This studentship is funded by EPSRC iCASE with Tata Steel.
Start date: 1 October 2017
Iron ore sintering is a crucial process within an integrated steel works which must meet the stringent chemical and physical criteria to prepare the ferrous burden for the blast furnace. It must also re-use a range of reverts that arise from across the steel works to ensure the cost-effective production of liquid iron. In this way, material can be recycled, recovering valuable Fe and C units.
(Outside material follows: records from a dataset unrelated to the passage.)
PR #1273, opened 2024-07-12
Expand regression tests

akeeste:
This PR expands the regression tests to account for accuracy bugs in BEMIO functions.

Currently the regression tests run the RM3 model using the committed hydroData in ``examples/RM3/hydroData/rm3.h5``.

If a BEMIO function is updated and runs functionally, but is inaccurate, the regression test will still pass because BEMIO is not being re-run. e.g. the tests [here](https://github.com/WEC-Sim/WEC-Sim/pull/1263/checks?check_run_id=27383027089) should have failed because the body cg, cb and volume were written incorrectly. The regression tests passed however because BEMIO is not rerun.

This update will _not_ catch inaccuracies in:
- readCAPYTAINE
- readNEMOH
- readAQWA

but it will catch issues in readWAMIT, radiationIRF, radiationIRFSS, excitationIRF, and writeBEMIOH5

### DIFF
--- a/tests/regressionTest.m
+++ b/tests/regressionTest.m
@@ -38,6 +38,16 @@ classdef regressionTest < matlab.unittest.TestCase
     
     methods(TestClassSetup)
         
+        function runBEMIO(testCase)
+            cd(fullfile(testCase.testDir,...
+                        '..',...
+                        'examples',...
+                        'RM3',...
+                        'hydroData'));
+            bemio
+            cd(testCase.testDir);
+        end
+
         function runRegTest(testCase)            
             cd(fullfile(testCase.testDir,       ...
                         'RegressionTests',      ...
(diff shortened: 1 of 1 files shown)


tests/regressionTest.m
```diff
@@ -38,95 +38,105 @@ function killPlots (~)
...
+        function runBEMIO(testCase)
+            cd(fullfile(testCase.testDir,...
+                        '..',...
+                        'examples',...
+                        'RM3',...
+                        'hydroData'));
+            bemio
+            cd(testCase.testDir);
+        end
+
```
kmruehl, line 50: I wonder if this test is better suited for `bemioTest.m`, instead of the RM3 regression test. If there is an issue with BEMIO, it seems like we should test it in `bemioTest.m`. That also allows us to compare across BEM solvers, and to a prior solution. 

Right now, we run the sphere cases in all BEM solvers, but it doesn't look like we compare the solutions. The sphere was chosen because it's a simple/fast case, but we could run the RM3 and compare the results to the uploaded h5, in the RM3 example. 

@akeeste what do you think about this suggestion?

kmruehl:
Thanks @akeeste. Let's go ahead and merge this PR to resolve the immediate issue. BEMIO is not currently run for the regression tests, so if there are any updates to `readWAMIT` they do not trick down to the regression test. This PR is a patch that resolve this issue. However, long-term we would like to add BEMIO regression tests that compare a prior BEMIO run for each BEM solver to a new run. This long-term solution has been added as a new project: https://github.com/orgs/WEC-Sim/projects/12/views/1?pane=issue&itemId=78629973/

PR #1274, opened 2024-07-12
readCapytaine - fix reading multiple bodies with <6 dofs

akeeste:
This is a bugfix PR to read Capytaine data when there are multiple bodies, each containing <6 DOF of hydrodynamic data

@jniffene see this one-line bugfix for our TEAMER project

### DIFF
--- a/source/functions/BEMIO/readCAPYTAINE.m
+++ b/source/functions/BEMIO/readCAPYTAINE.m
@@ -476,7 +476,7 @@ for k=1:length(split_body_names)
 end
 
 % set the indices that sort the old dofs/variables into the correct order
-inds = zeros(1,max([6*length(nDofs_per_body),sum(nDofs_per_body)]));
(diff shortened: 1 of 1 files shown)


akeeste:
@jniffene please test this out and let me know if it fixes the issue with our 3-body, 1-dof Capytaine case.

jniffene:
> @jniffene please test this out and let me know if it fixes the issue with our 3-body, 1-dof Capytaine case.

Yea it works now! Thanks!

akeeste:
Hey @MShabara, let me know if this fix still works for you. Building off of your comment to me, I think using the length of ``sorted_dofs`` will be the most robust because it will always contain the correct number of DOFS, even in the case of GBM modes on some but not all bodies.

MShabara:
Hi @akeeste, the modification works for me, I tested the modifications and they work fine. I will go ahead and merge the pull request.

PR #1290, opened 2024-08-05
update waveSpread calculation in irregular waves 

### LINKED ISSUE #1288: [BUG] sqrt(spreadFunction) does not conserve energy

**Describe the bug**
When wave spreading function is used, we enforce the condition 
`sum(waves.spread) ==1`

Described in literature, this constraint is imposed on the spreading function applied to the wave spectrum as a power spectral density.

 However, when applied in the irregular wave force calculation (line 11 of irregExcF) the the _amplitude_ spectra of the wave, we have
`C1 = sqrt(bsxfun(@times,A*spread(ii),dw));`

Thus implying that the square root of the spread function (elements of which are larger than those specified for the spread function) is what is utilized when calculating excitation force, noting that here A is the _amplitude_ spectra of the wave. 

**WEC-Sim file(s)**
The quickest fix I believe is irregExcF, but the proper specification of all irregular wave amplitudes should be reviewed. 

**To Reproduce**
A key example case of this is to use an axisymmetric WEC and inspect the heave amplitude in 1) a plane wave and 2) the same amplitude/period plane wave with spread applied over a few directions. Heave is insensitive to direction, so presuming that these directional waves are uncorrelated we should see identical RMS values of heave displacement in each. In fact, the heave RMS in case 2 will be significantly larger than 1).  

**Expected behavior**
Energy should be conserved over directionally spread waves.

**Additional context**
Error seems to have been introduced with the wave spread formulation: spectral wave formulation appears correct provided spread is not used.

dforbush2:
Fixes #1288


jtgrasb:
Thanks for the fix Dom!

PR #1301, opened 2024-08-29
Speed up writeBEMIOH5

akeeste:
``writeBEMIOH5`` can take a very long time. Almost all of the BEM coefficients are written twice, in the "components" groups, but never used in WEC-Sim. These groups are never read in by ``readBEMIOH5``

In my testing with the [directional OSWEC data in the Applications repo](https://github.com/WEC-Sim/WEC-Sim_Applications/tree/main/_Common_Input_Files/OSWEC/hydroData), this duplicate data takes approximately 98.9% of the CPU time of ``writeBEMIOH5`` and increases the H5 file size by almost 4 times.

This PR eliminates the duplicate writing of BEM data into the "component" groups and significantly reduces the computational expense of ``writeBEMIOH5``. This will critically enable the use of variable hydro.

### DIFF
--- a/source/functions/BEMIO/writeBEMIOH5.m
+++ b/source/functions/BEMIO/writeBEMIOH5.m
@@ -1,4 +1,4 @@
-function hydro = writeBEMIOH5(hydro)
+function writeBEMIOH5(hydro)
 % Writes the hydro data structure to a .h5 file.
 %
 % See ``WEC-Sim\tutorials\BEMIO`` for examples of usage.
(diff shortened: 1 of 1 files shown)


kmruehl:
Thanks @akeeste, this is a great suggestion. I certainly see value in having the component information in the h5 files for easy viewing/plotting of this data. However, that benefit is minimal when compared to the computation expense and size of the resulting h5 file. Plus, as you mentioned, the data is already contained within the h5, it just requires a bit more (or different) post-processing to plot each component. In short, I'm going to go ahead and merge this PR. If we decide we don't like it, we can revert.

kmruehl (approved):

PR #1242, opened 2024-03-25
Adds the QTFs to WEC-Sim

MShabara:
#### BEMIO:
1. Implemented functionality in the `readWAMIT()` function to read WAMIT sum and diff output files, organizing data into matrices and vectors.
2. Added capability to write QTFs data to .h5 files.

#### WEC-Sim:
1. Updated the `readh5()` function to incorporate reading QTFs data.
2. Adjusted `initializeWecSim.m` to define system variable parameters.
3. Integrated full QTF calculations in the frequency domain into the `bodyClass`.
4. Expanded `WECSim_Lib_Body_Elements.xls` to include the Second Order Excitation Forces Subsystem Variable.
5. Included QTFs in the `Run from Simulink` functionality.

These changes adds the full QTF functionality to the codebase, particularly in handling WAMIT output files and integrating QTF calculations seamlessly within WEC-Sim.

Please review and provide any feedback or suggestions. Thank you!

PR #1312, opened 2024-09-06
QTF - Variable Hydro compatibility

akeeste:
This PR finishes #1242 and makes the QTF feature compatible with variable hydro functionality which was done in parallel. Another upcoming PR will resolve the variable hydro's likely conflict with GBM case (even non variable hydro GBM cases)

@kmruehl As we've already discussed this live, I will merge once the tests pass.


kmruehl:
Thank you @akeeste!

PR #1322, opened 2024-09-12
hopefully fixes bad PR merge

dforbush2:
This is working locally but not rigorously tested with new variable hydro cases. Merges to bodyClass are intensive, search for (iH) and (hfName) is good debug check


kmruehl:
@dforbush2 thank you! Merging now

PR #612, opened 2021-08-19
b2-132 added text-shadow to pageHero comp

JaviAir:
Card issue link: [b2-132](https://b2io.atlassian.net/browse/B2-132)

- Added a text-shadow style to the PageHero component
- All PageHero texts will now be easier to read when over an image.

Would you guys consider this best practice? Instead of adding the same style to 3 different pages, I just added the style once to the one shared component (PageHero).

### DIFF
--- a/src/components/PageHero.tsx
+++ b/src/components/PageHero.tsx
@@ -2,7 +2,7 @@ import { css } from '@emotion/react';
 import styled from '@emotion/styled';
 import type { FC } from 'react';
 
-import { atMinLg, atMinLargeDesktop, atMinXL, cssClamp } from '~/theme';
+import { atMinLg, atMinLargeDesktop, atMinXL, cssClamp, colors } from '~/theme';
 
 import { DynamicImage, DynamicImageProps } from './DynamicImage';
 import { Heading } from './Heading';
@@ -35,7 +35,8 @@ const Image = styled(DynamicImage)`
 const HeaderText = styled(Heading)`
   padding-top: ${cssClamp([11, 'smMobile'], [16, 'mobile'], [21.5, 'tablet'])};
   position: relative;
-
+  text-shadow: -0.25rem 0.25rem 0.375rem ${colors.darkBlue};
+  
   ${atMinLg} {
     max-width: 53rem;
   }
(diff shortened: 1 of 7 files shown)


mewdriller:
It definitely makes sense to add it to the shared component rather than in each place. I think we could consider (later) extracting the shadow definition out into the theme file and giving it a name like `shadows.md` or something so it's easier to use in other places consistently.

src/components/PageHero.tsx
```diff
@@ -2,7 +2,7 @@ import { css } from '@emotion/react';
 import styled from '@emotion/styled';
 import type { FC } from 'react';
 
-import { atMinLg, atMinLargeDesktop, atMinXL, cssClamp } from '~/theme';
+import { atMinLg, atMinLargeDesktop, atMinXL, cssClamp, colors } from '~/theme';
```
mewdriller, line 5: ⚠️ Alpha-order on this is slightly off `cssClamp` and `colors` should be reversed. The linter should be yelling at you about it, let me know if that's not happening and we can investigate the reason.

mewdriller (approved):
LGTM! :banana: :blue_book:

Nice work. I had one small ⚠️ comment about alpha-order on the named imports; should be quick to resolve.

src/components/PageHero.tsx
JaviAir: Yeah my linter is not yelling at me about import order. Even when I run the npm run lint:js command. I'm messing around with the .eslintrc file to get it to yell.

JaviAir: Figured it out, I had to add this to my eslintrc file:

    "sort-imports": ["error", {
      "ignoreCase": true,
      "ignoreDeclarationSort": true,
      "ignoreMemberSort": false,
      "memberSyntaxSortOrder": ["none", "all", "multiple", "single"],
      "allowSeparatedGroups": false
  }]

Not sure if its exactly how you guys have it set up but at least it is yelling at me about alphabetical imports.

I'll --fix all the pages with unsorted imports.

JaviAir:
Fixed all the unsorted import declarations! ✅

PR #622, opened 2021-08-30
WIP: update contact page blurb and fix autofill

laurapadilla:
1. Fix autocomplete bug on contact form.
2. Update blurb on contact page -- remove the semicolon and state from the locations list so it reads better. 

Definitely looking for some feedback on the copy for that blurb on the contact page!

### DIFF
--- a/src/components/ContactPage/ContactForm.tsx
+++ b/src/components/ContactPage/ContactForm.tsx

During sintering, a blend of iron ores, fluxes, fuels, additives and reverts are added to a slow-moving grate and the top of this bed is ignited. The flame front is drawn through the bed by a strong flow of air, fusing material into pieces of clinker which are cooled, crushed and sent to the blast furnace. The process uses air that must be cleaned before being released along with coke as fuel. This project will study the chemistry of the sintering process and exhaust gases (e.g. particulates, trace organics & metals, NOx and SOx) to reduce emissions. The project will also consider partial replacement of coke (e.g. with biomass materials of sustainable origin). Given the large number of variables, the studies will produce complex datasets that can be interpreted using statistical tools and predictive systems such as principal components analysis (PCA) and artificial neural networks (ANNs). Evaluation of these data and constructed models will provide understanding into the formation of pollutants within the process and possible mitigation strategies.
The results and outputs from these studies will give insights into reducing and optimizing the environmental performance of the plant as well as improving the sustainability of the process. The project will be supervised with a close collaboration of experts from Port Talbot Works, Group Environment and Swansea University. The student will divide their time between these locations in order to maximize the learning opportunities needed to deliver a successful project.
Candidates should have an undergraduate degree (2:1 or higher) in engineering (e.g. materials or chemical engineering related), chemistry or related subject.
The studentship covers the full cost of UK tuition fees, plus an annual stipend of £20,000.
There will also be additional funds available for research expenses.